The fact that a program like this hasn’t been considered in America – during Covid, or at all since the days of Devereaux Josephs – may be due to the fact that, unlike Australia, we don’t have a Jamie Merisotis-inspired “Department of Education, Skills and Employment.” It also may be due to the fact that progressives have developed an acute allergy to allowing the private sector – which employs over 70% of American workers – to tap government education or workforce funding. But I can’t help think it’s mainly because the bloated cost structures engendered by the student loan industrial complex incorporate thousands of offices of university communications and lobbyists who continue to successfully hoodwink policy makers and well-meaning philanthropists like MacKenzie Scott. College will continue to play a key – if not the primary – role in launching careers. But as emerging American GTOs in software development, healthcare IT, and other sectors are beginning to demonstrate, college is no longer the only game in town. And given that loans have further distanced it from the fierce urgency of what students need now, it could use the competition.
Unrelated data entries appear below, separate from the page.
PR #165, opened 2026-08-01
G-1 residual: dispositions for the uk_dft designation rescue

rameerez:
G-1 residual: dispositions for the uk_dft designation rescue

Data half of vehiclesdb-pipeline#116, which teaches uk_dft that a Model string's
digits may be an INDEX (Yamaha's MT-07) rather than a DISPLACEMENT (Honda's
CBR1000). Without it, TW_NAMEPLATE fails the capacity guard and drops the row on
the bare GenModel stub — 79,843 gb vehicles pooled on six ids.

removals.yml — ONE entry, motorcycle/yamaha/mt. It was gb-ONLY and decile-1:
27,971 UK vehicles pooled by DfT's family GenModel "YAMAHA MT". Five published
successors (mt-09 11,474 · mt-07 9,194 · mt-10 5,038 · mt-03 1,775 · mt-01 490),
so no single alias target exists by construction — the identical class as
motorcycle/yamaha/xp and motorcycle/yamaha/xsr, which G-1 itself retired the
same way, and this entry is written in their idiom directly below them. All five
successors ALREADY publish from other countries, so nothing disappears: this is
gb evidence arriving on the right records.

spotchecks.yml — 4 rows, and they guard two DIFFERENT code paths on purpose:
  * yamaha/mt-07, yamaha/mt-09 assert gb. These reach the rescue through the
    OUT-OF-RANGE branch ("MT-07" parses, capacity 7 fails the guard).
  * yamaha/yzf-r1 asserts gb through the NON-MATCH branch ("YZF-R1" does not
    parse at all — family "YZF-R" then a single digit, and the pattern needs
    \d{2,4}). #116 shipped with that branch unreachable and fixed it; if mt-07
    keeps gb while this row loses it, the regression is back.
  * yamaha/yzf asserts the SURVIVING residual (24,411 gb). The space shape
    ("YZF R125", "XJ 6 N") is deliberately not covered. If this row ever hits
    zero, someone widened the rule and owes yamaha/yzf a disposition.

styling.yml — NC-N01. The rescue mints motorcycle/neco/nc-n01 (gb+lu, two
independent registers), and the caser writes "Nc-N01". Both registers write it
uppercase. Pinned so the id ships spelled correctly rather than being corrected
after publication.

CONTROL vs TREATMENT (origin/main both repos, frozen cache, all six kinds):
  14,065 -> 14,067 · DISAPPEARED 1 (manifested) · GAINED gb 6 · NEW 3 · LOSSES 0
  build exit 0, ALL GATES GREEN · lint_curation OK (109 files)

Co-Authored-By: Claude Opus 5 <noreply@anthropic.com>
Claude-Session: https://claude.ai/code/session_01UhxyKpNZhMwKLg7p75Ze7b


rameerez:
Pipeline half is **vehiclesdb-pipeline#116**. Merge that first — this PR's `removals.yml` entry retires `motorcycle/yamaha/mt`, which only stops existing once #116's designation rescue lands. Until then this branch's build legitimately fails the no-vanish gate in reverse.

American students and families are victims of a student loan Stockholm Syndrome. So next Thursday, commemorate Bobby Bonilla Day by thinking about the millions of young Americans taking on new student loans this summer, then think creatively about what you can do in your own work to truly Build Back Better. And don’t believe everything you hear from Stanford’s Office of University Communications: Stanford is too expensive, and we need new thinking to bounce back from the depths of Madoff-like financial bets to The Heights of the American Dream.